PR #620, opened 2022-04-08
Update master from release 4.1

vkovec:


com.unity.formats.fbx/package.json
```diff
@@ -16,4 +16,4 @@
     "maya",
     "max"
   ]
-}
+}
```
benoithudson, line 19: can you drop this change? different text editors fight over whether there's a newline at the end

benoithudson (approved):
if you can easily drop the package.json change that's ideal

com.unity.formats.fbx/package.json
vkovec: discussed offline to leave this as it comes from a commit from the merge

PR #627, opened 2022-04-22
fix directory not deleted at end of test

vkovec:


com.unity.formats.fbx/Tests/FbxApiTests/SampleCodeTest.cs
```diff
@@ -11,35 +11,18 @@ namespace FbxExporter.UnitTests
...
-            Assert.That(m_tempFolder, Does.Not.Exist);
-            Directory.CreateDirectory(m_tempFolder);
-        }
-
-        [TearDown]
-        public void Term()
-        {
-            if (Directory.Exists(m_tempFolder))
-            {
-                Directory.Delete(m_tempFolder, recursive: true);
```
vkovec, line 31: this was not deleting the directory properly, and so if you run the test again it would fail on init as the directory already exists. Reusing the code from the test base for creating/deleting directories

benoithudson (approved):

com.unity.formats.fbx/Tests/FbxApiTests/SampleCodeTest.cs
```diff
@@ -54,7 +35,9 @@ public void TestExportGameObjectsSample()
             var exportPath = Path.Combine(Application.dataPath, filename);
             Assert.That(exportPath, Does.Exist);
 
-            Object[] loaded = AssetDatabase.LoadAllAssetsAtPath("Assets/" + filename);
+            var assetPath = "Assets/" + filename;
```
vkovec, line 38: had to keep this test mostly the same to work with the sample function

PR #630, opened 2022-05-06
run nightlies on release/4.2

vkovec:


benoithudson (approved):
If I were in charge of the cluster I'd prefer if my users only ran nightlies against trunk (on every platform, sure). But I'm not in charge.

mfe:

·····

> **Problem description**:
Retype all of the entries. Keep each one exactly as written.

> **Result below**:
PR #620, opened 2022-04-08
Update master from release 4.1

vkovec:


com.unity.formats.fbx/package.json
```diff
@@ -16,4 +16,4 @@
     "maya",
     "max"
   ]
-}
+}
```
benoithudson, line 19: can you drop this change? different text editors fight over whether there's a newline at the end

benoithudson (approved):
if you can easily drop the package.json change that's ideal

com.unity.formats.fbx/package.json
vkovec: discussed offline to leave this as it comes from a commit from the merge

PR #627, opened 2022-04-22
fix directory not deleted at end of test

vkovec:


com.unity.formats.fbx/Tests/FbxApiTests/SampleCodeTest.cs
```diff
@@ -11,35 +11,18 @@ namespace FbxExporter.UnitTests
...
-            Assert.That(m_tempFolder, Does.Not.Exist);
-            Directory.CreateDirectory(m_tempFolder);
-        }
-
-        [TearDown]
-        public void Term()
-        {
-            if (Directory.Exists(m_tempFolder))
-            {
-                Directory.Delete(m_tempFolder, recursive: true);
```
vkovec, line 31: this was not deleting the directory properly, and so if you run the test again it would fail on init as the directory already exists. Reusing the code from the test base for creating/deleting directories

benoithudson (approved):

com.unity.formats.fbx/Tests/FbxApiTests/SampleCodeTest.cs
```diff
@@ -54,7 +35,9 @@ public void TestExportGameObjectsSample()
             var exportPath = Path.Combine(Application.dataPath, filename);
             Assert.That(exportPath, Does.Exist);
 
-            Object[] loaded = AssetDatabase.LoadAllAssetsAtPath("Assets/" + filename);
+            var assetPath = "Assets/" + filename;
```
vkovec, line 38: had to keep this test mostly the same to work with the sample function

PR #630, opened 2022-05-06
run nightlies on release/4.2

vkovec:


benoithudson (approved):
If I were in charge of the cluster I'd prefer if my users only ran nightlies against trunk (on every platform, sure). But I'm not in charge.

mfe:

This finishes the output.